Closed DavidB-CMU closed 8 years ago

DavidB-CMU commented 8 years ago

This is related to pull request https://github.com/personalrobotics/prpy/pull/55 ("Fixed a number of bugs related to workspace planner")

If you call a planning method like PlanToEndEffectorOffset() it then calls PlanWorkspacePath(). This results in two calls to Clone(), but there's a check in there

if self.clone_env != self.clone_parent:
    with self.clone_parent:
        self.clone_env.Clone(self.clone_parent, self.options)

which means that the environment is not cloned twice.

In https://github.com/personalrobotics/prpy/pull/55 @mkoval suggested that we should print a warning message like "Warning: you are trying to clone an environment into itself" Should we add this warning message?

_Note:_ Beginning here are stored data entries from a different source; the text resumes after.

PR #915, opened 2018-10-01
Fix formatting of examples for resin cli preload command

drjasonharrison-vp-eio:


pimterry:
@drjasonharrison-vp-eio thanks for the PR! Good catch, and good fix, but this isn't the right repo for it I'm afraid. Those docs actually get generated in the CLI themselves, and later imported into this repo, so we need to change it at the source.

I'm going to close this PR, but I've made the corresponding changes in the CLI itself over here: https://github.com/resin-io/resin-cli/pull/976. Once that's merged, the docs here will update next time we refresh them.

PR #921, opened 2018-10-22
small tweak to rpi config.txt var list section

dt-rush:
* clarified that these are only *some* of the variables which can be configured
* added link to raspberry pi docs for config.txt


shaunmulligan:
need to fix commit linting on resinCI so we can merge this.

shaunmulligan:
@dt-rush do you want to fix up this PR or should I just include it in one of my PRs?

I would like to suggest that we also re-factor workspace.py so Clone() is not called twice.

psigen commented 8 years ago

After doing some work on this in #272 and #279, I think the best option here is to simply make self-cloning be a near-free operation.

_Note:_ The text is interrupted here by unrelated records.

PR #2402, opened 2016-09-02
Initial commit - Tools for enabling code coverage for Java tasks

nigurr:
* UTs for happy paths are added
* Manual testing done and verified
* Ant CC enabling will be left out
* If CC already exists in build files, the task doesn't support 
* [bgavril] SonarQube picks up CC info - verified


Tasks/Maven/maventask.ts
```diff
@@ -1,4 +1,5 @@
 /// <reference path="../../definitions/vsts-task-lib.d.ts" />
+/// <reference path="../../definitions/codecoveragefactory.d.ts" />
```
acesiddhu: >reference [](start = 5, length = 9)

task version is not bumped up

nigurr: i will do once all reviews are done and final down merge from source branch is completed.

Tasks/AzureCLI/Strings/resources.resjson/en-US/resources.resjson
```diff
@@ -11,7 +11,7 @@
   "loc.input.label.connectedServiceName": "Azure Classic Subscription",
   "loc.input.help.connectedServiceName": "Select the Azure Classic subscription for the deployment",
   "loc.input.label.scriptLocation": "Script Location",
-  "loc.input.help.scriptLocation": "Location of script: File Path or Inline Script",
+  "loc.input.help.scriptLocation": "Type of script: File Path or Inline Script",
```
acesiddhu: >Type [](start = 36, length = 4)

why change this? shuldnt be this location only?

Tasks/AzureRmWebAppDeployment/Strings/resources.resjson/en-US/resources.resjson
```diff
@@ -56,8 +56,8 @@
   "loc.messages.CannotupdatedeploymentstatusSCMendpointisnotenabledforthiswebsite": "Cannot update deployment status, SCM endpoint is not enabled for this website",
   "loc.messages.Cannotupdatedeploymentstatusfor01": "Cannot update deployment status for {0} - {1}",
   "loc.messages.CannotupdatedeploymentstatusuniquedeploymentIdcannotberetrieved": "Cannot update deployment status, unique deploymentId cannot be retrieved",
-  "loc.messages.Runningmsdeploycommandtocheckifpackagecontainsparamfile0": "Running msdeploy command to check if package contains param file : {0}.",
```
acesiddhu: >messages [](start = 7, length = 8)

undo these chages

Tasks/Gradle/gradletask.ts
```diff
@@ -1,19 +1,20 @@
...
 import sqGradle = require('./CodeAnalysis/gradlesonar');
-
 import {CodeAnalysisOrchestrator} from './CodeAnalysis/Common/CodeAnalysisOrchestrator';
 import {BuildOutput, BuildEngine} from './CodeAnalysis/Common/BuildOutput';
 import {PmdTool} from './CodeAnalysis/Common/PmdTool';
 import {CheckstyleTool} from './CodeAnalysis/Common/CheckstyleTool';
-
-import os = require('os');
+import {CodeCoverageEnablerFactory} from 'codecoverage-tools/codecoveragefactory';
+import sshCommon = require('ssh-common/ssh-common');
```
acesiddhu: >sshCommon [](start = 7, length = 9)

why?

Tasks/Common/codecoverage-tools/utilities.ts
```diff
@@ -0,0 +1,196 @@
...
+// returns true if path exists and it is a directory else false.
+export function isDirectoryExists(path: string): boolean {
+    try {
+        //     return tl.stats(path).isDirectory();
+        return true;
+    }
+    catch (error) {
+        return false;
+    }
+}
```
acesiddhu: remove

Tasks/ANT/anttask.ts
```diff
@@ -208,63 +207,58 @@ async function doWork() {
...
-                    buffer = buffer.substring(idx + os.EOL.length);
-                    idx = buffer.indexOf(os.EOL);
+        enableCodeCoverage().then(function (resp) {
+            ccReportTask = "CodeCoverage_9064e1d0";
+            tl.debug("Enabled code coverage successfully: " + ccReportTask);
+        }).catch(function (err) {
+            tl.warning("Failed to enable code coverage: " + err);
+        }).fin(function () {
+
+            //antv.exec();
```
acesiddhu: remove

Tasks/Common/codecoverage-tools/cobertura/cobertura.ant.ccenabler.ts
```diff
@@ -0,0 +1,191 @@
...
+
+    reportDir: string;
+    reportbuildfile: string;
+    classDirs: string;
+    includeFilter: string;
+    excludeFilter: string;
+    sourceDirs: string;
+
+    // -----------------------------------------------------
+    // Enable code coverage for Cobertura Maven Builds
```
acesiddhu: >Maven [](start = 42, length = 5)

shuld be ant

Tasks/Common/codecoverage-tools/utilities.ts
```diff
@@ -0,0 +1,196 @@
...
+
+// returns true if path exists and it is a directory else false.
+export function isDirectoryExists(path: string): boolean {
+    try {
+        //     return tl.stats(path).isDirectory();
+        return true;
+    }
+    catch (error) {
+        return false;
+    }
```
allendm-msft: why not use the path lib?

Tasks/Gradle/gradletask.ts
```diff
@@ -94,43 +96,52 @@ if (specifiedJavaHome) {
...
+            console.error(err);
+            tl.debug('taskRunner fail');
+            tl.exit(1);
+        });
 }
 
-if (isSonarQubeEnabled) {
-    // Looks like: 'SonarQube analysis is enabled.'
-    console.log(tl.loc('codeAnalysis_ToolIsEnabled'), sqCommon.toolName);
+function enableSonarQubeAnalysis() {
```
allendm-msft: >enableSonarQubeAnalysis [](start = 9, length = 23)

did we test the sonar scenario?
add the original contirbutor as reviewer

Tasks/Gradle/gradletask.ts
```diff
@@ -94,43 +96,52 @@ if (specifiedJavaHome) {
...
+ 
+/* Trigger code coverage enable flow and then build */
+enableCodeCoverage()
+    .then(function (resp) {
+        tl.debug("Enabled code coverage successfully: " + reportingTaskName);
+        gb.arg(reportingTaskName);
+    }).catch(function (err) {
+        tl.warning("Failed to enable code coverage: " + err);
+    }).fin(function () {
+        setGradleOpts();
```
allendm-msft: >setGradleOpts(); [](start = 8, length = 16)

this was being set after enabling sonar earlier

Tasks/Gradle/gradletask.ts
```diff
@@ -1,19 +1,20 @@
 ﻿/// <reference path="../../definitions/vsts-task-lib.d.ts" />
+/// <reference path="../../definitions/codecoveragefactory.d.ts" />
 
 import tl = require('vsts-task-lib/task');
 import fs = require('fs');
 import path = require('path');
+import * as Q from "q";
```
allendm-msft: follow convention import Q = require('q')

nigurr: actually this is the right TS convention. the other one is pure JS import type.

Tasks/Common/codecoverage-tools/utilities.ts
nigurr: this will be removed. this is not getting used.

Tasks/Gradle/gradletask.ts
acesiddhu: +1

---
In reply to: [77330590](https://github.com/Microsoft/vsts-tasks/pull/2402#discussion_r77330590) [](ancestors = 77330590)

Tasks/Gradle/gradletask.ts
```diff
@@ -64,7 +66,7 @@ if (isCodeCoverageOpted && inputTasks.indexOf('clean') == -1) {
     gb.arg('clean'); //if user opts for code coverage, we append clean functionality to make sure any uninstrumented class files are removed
 }
 
-gb.argString(tl.getInput('options', false));
```
allendm-msft: >argString [](start = 3, length = 9)

why?

Tasks/Common/codecoverage-tools/jacoco/jacoco.gradle.ccenabler.ts
```diff
@@ -0,0 +1,65 @@
...
+            util.appendTextToFileSync(this.buildFile, codeCoveragePluginData);
+            console.log("Appended code coverage data");
+        } catch (error) {
+            console.error("Unable to append code coverage data " + error);
+            return Q.reject<boolean>(error);
+        }
+        return Q.resolve<boolean>(true);
+    }
+
+    protected applyFilterPattern(filter: string): string[] {
```
acesiddhu: >applyFilterPattern [](start = 14, length = 18)

this method is is used at other places as well. move to common place

Tasks/Common/codecoverage-tools/utilities.ts
```diff
@@ -0,0 +1,196 @@
...
+}
+
+// returns true if path exists and it is a file else false.
+export function isFileExists(path: string): boolean {
```
acesiddhu: >isFileExists [](start = 16, length = 12)

remove this as well

Tasks/Common/codecoverage-tools/utilities.ts
```diff
@@ -0,0 +1,196 @@
...
+        return false;
+    }
+}
+
+// returns true if given string is null or whitespace.
+export function isNullOrWhitespace(input) {
+    if (typeof input === "undefined" || input == null) {
+        return true;
+    }
+    return input.replace(/\s/g, "").length < 1;
```
acesiddhu: >< 1 [](start = 43, length = 3)

== 0?

Tasks/Common/codecoverage-tools/utilities.ts
```diff
@@ -0,0 +1,196 @@
...
+    }
+}
+
+// prepends given text to start of file.
+export function prependTextToFileSync(filePath: string, fileContent: string) {
+    if (isFileExists(filePath)) {
+        let data = fs.readFileSync(filePath); // read existing contents into data
+        let fd = fs.openSync(filePath, "w+");
+        let buffer = new Buffer(fileContent);
+        fs.writeSync(fd, buffer, 0, buffer.length, 0); // write new data
```
acesiddhu: >writeSync [](start = 11, length = 9)

is there no named params?

Tasks/Common/codecoverage-tools/utilities.ts
```diff
@@ -0,0 +1,196 @@
...
+        fs.writeSync(fd, data, 0, data.length, 0); // append old data
+        fs.close(fd);
+    }
+}
+
+// single utility for appending text and prepending text to file.
+export function insertTextToFileSync(filePath: string, prependFileContent?: string, appendFileContent?: string) {
```
acesiddhu: >prependFileContent [](start = 55, length = 18)

what happens when both flags are on?

Tasks/Common/codecoverage-tools/jacoco/jacoco.maven.ccenabler.ts
```diff
@@ -0,0 +1,186 @@
...
+        let classFilter = ccProps["classfilter"];
+        let filter = _this.extractFilters(classFilter);
+        _this.excludeFilter = _this.applyFilterPattern(filter.excludeFilter);
+        _this.includeFilter = _this.applyFilterPattern(filter.includeFilter);
+
+        return util.readXmlFileAsJson(_this.buildFile)
+            .then(function (resp) {
+                _this.addCodeCoverageData(resp);
+            })
+            .thenResolve(true);
```
allendm-msft: shouldnt all of the enablecodecoverage promises have a .catch to handle the error conditions?

Tasks/Common/codecoverage-tools/jacoco/jacoco.ant.ccenabler.ts
```diff
@@ -0,0 +1,179 @@
...
+            })
+            .thenResolve(true);
+    }
+
+    protected applyFilterPattern(filter: string): string[] {
+        let ccfilter = [];
+        let _this = this;
+
+        if (!util.isNullOrWhitespace(filter)) {
+            str(util.trimToEmptyString(filter)).replaceAll(".", "/").s.split(":").forEach(exFilter => {
```
allendm-msft: >/ [](start = 65, length = 1)

path.sep

Tasks/Common/codecoverage-tools/cobertura/cobertura.maven.ccenabler.ts
```diff
@@ -0,0 +1,138 @@
...
+
+        if (!util.isNullOrWhitespace(filter)) {
+            str(util.trimToEmptyString(filter)).replaceAll(".", "/").s.split(":").forEach(exFilter => {
+                if (exFilter) {
+                    ccfilter.push(str(exFilter).endsWith("*") ? (exFilter + "/**") : (exFilter + ".class"));
+                }
+            });
+        }
+
+        return ccfilter;
```
allendm-msft: seeing this logic to be different from what we have @ [https://github.com/Microsoft/vsts-agent/blob/master/src/Agent.Worker/CodeCoverage/CodeCoverageUtilities.cs](https://github.com/Microsoft/vsts-agent/blob/master/src/Agent.Worker/CodeCoverage/CodeCoverageUtilities.cs)

Tasks/Common/codecoverage-tools/cobertura/cobertura.gradle.ccenabler.ts
```diff
@@ -0,0 +1,63 @@
...
+        let cobInclude = _this.applyFilterPattern(filter.includeFilter);
+
+        if (isMultiModule) {
+            codeCoveragePluginData = ccc.coberturaGradleMultiModuleEnable(cobExclude.join(","), cobInclude.join(","), classFileDirs, null, reportDir);
+        } else {
+            codeCoveragePluginData = ccc.coberturaGradleSingleModuleEnable(cobExclude.join(","), cobInclude.join(","), classFileDirs, null, reportDir);
+        }
+
+        try {
+            console.log("Code Coverage data will be appeneded to build file: " + _this.buildFile);
```
bgavrilMS: I believe the rest of the tasks use tl.debug for debugging statements. If you wish to log to the console, you need to make sure the strings will be localized.

Tasks/Common/codecoverage-tools/cobertura/cobertura.gradle.ccenabler.ts
```diff
@@ -0,0 +1,63 @@
...
+            util.insertTextToFileSync(_this.buildFile, ccc.coberturaGradleBuildScript, codeCoveragePluginData);
```
bgavrilMS: Can we avoid changing the users's build file? For Gradle Code Analysis we managed to do this using Initialization scripts that you just pass to the build using the -I param https://www.google.co.uk/webhp?sourceid=chrome-instant&ion=1&espv=2&ie=UTF-8#q=gradle%20init%20scripts 

@yacaovsnc to comment on this.

Tasks/Common/codecoverage-tools/cobertura/cobertura.gradle.ccenabler.ts
```diff
@@ -0,0 +1,63 @@
...
+        let classFileDirs = ccProps["classfilesdirectories"];
+        let reportDir = ccProps["reportdirectory"];
+        let codeCoveragePluginData = null;
+
+        let filter = _this.extractFilters(classFilter);
+        let cobExclude = _this.applyFilterPattern(filter.excludeFilter);
+        let cobInclude = _this.applyFilterPattern(filter.includeFilter);
+
+        if (isMultiModule) {
+            codeCoveragePluginData = ccc.coberturaGradleMultiModuleEnable(cobExclude.join(","), cobInclude.join(","), classFileDirs, null, reportDir);
```
bgavrilMS: This is difficult to read - please add some comments on what it's doing.

Tasks/Common/codecoverage-tools/cobertura/cobertura.gradle.ccenabler.ts
```diff
@@ -0,0 +1,63 @@
...
+    // -----------------------------------------------------    
+    public enableCodeCoverage(ccProps: { [name: string]: string }): Q.Promise<boolean> {
+        let _this = this;
+
+        _this.buildFile = ccProps["buildfile"];
+        let classFilter = ccProps["classfilter"];
+        let isMultiModule = ccProps["ismultimodule"] && ccProps["ismultimodule"] === "true";
+        let classFileDirs = ccProps["classfilesdirectories"];
+        let reportDir = ccProps["reportdirectory"];
+        let codeCoveragePluginData = null;
```
bgavrilMS: consider declaring the type of variable you're using, e.g. let codeCoveragePluginData: string = null;

Tasks/Common/codecoverage-tools/cobertura/cobertura.gradle.ccenabler.ts
```diff
@@ -0,0 +1,63 @@
...
+            console.log("Code Coverage data will be appeneded to build file: " + _this.buildFile);
+            util.insertTextToFileSync(_this.buildFile, ccc.coberturaGradleBuildScript, codeCoveragePluginData);
+            console.log("Appended code coverage data");
+        } catch (error) {
+            return Q.reject<boolean>(error);
+        }
+        return Q.resolve(true);
+    }
+
+    protected applyFilterPattern(filter: string): string[] {
```
bgavrilMS: An example of what this does would help understand this code better.

Tasks/Common/codecoverage-tools/cobertura/cobertura.maven.ccenabler.ts
```diff
@@ -0,0 +1,138 @@
...
+                }
+                else{
+                    pluginsNode = buildNode.plugins[0];
+                }
+            }else{
+                pluginsNode = buildNode.plugins;
+            }
+        }
+
+        let ccPluginData = ccc.coberturaMavenEnable(_this.includeFilter, _this.excludeFilter, String(isMultiModule));
```
bgavrilMS: This function is very large. Consider separating it in 2.

Tasks/Common/codecoverage-tools/cobertura/cobertura.maven.ccenabler.ts
```diff
@@ -0,0 +1,138 @@
...
+            .then(function (resp) {
+                util.addPropToJson(pluginsNode, "plugin", resp[0].value.plugin);
+                util.addPropToJson(buildJsonContent.project, "reporting", resp[1].value);
+                console.log("Final buildContent: "+buildJsonContent);
+                return Q.resolve(buildJsonContent);
+            });
+    }
+
+    protected addCodeCoveragePluginData(pomJson: any): Q.Promise<void> {
+        let _this = this;
```
bgavrilMS: Is this necesarry? If it is, please add a comment with some details as it's not trivial.

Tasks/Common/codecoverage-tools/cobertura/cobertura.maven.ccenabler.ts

There are a lot of cases, like nested @PlanningMethod calls, where deduplicating cloning is a very verbose operation, either requiring refactoring tons of common code into private helper methods, or branching off a special case when the clone is not required.

Since with Clone() also performs locking and adds a .Cloned() operator to normalize references which may or may not be in the environment, it already handles a lot of edge cases for us. I think cloning into the same environment should be one of those cases, so we should make it so that there is no penalty for doing so.

Semantically, we will just be accessing/locking the one environment we would be using anyway, so I think this is a safe thing to do.

mkoval commented 8 years ago

:+1: I agree with @psigen analysis. Eliminating all nested @PlanningMethod introduces too much boilerplate to be a viable solution.

I suspect that #279 eliminates most overhead. I am going to close this issue, but please do not hesitate to re-open it if you notice performance issues from multiple Clone calls into the same environment.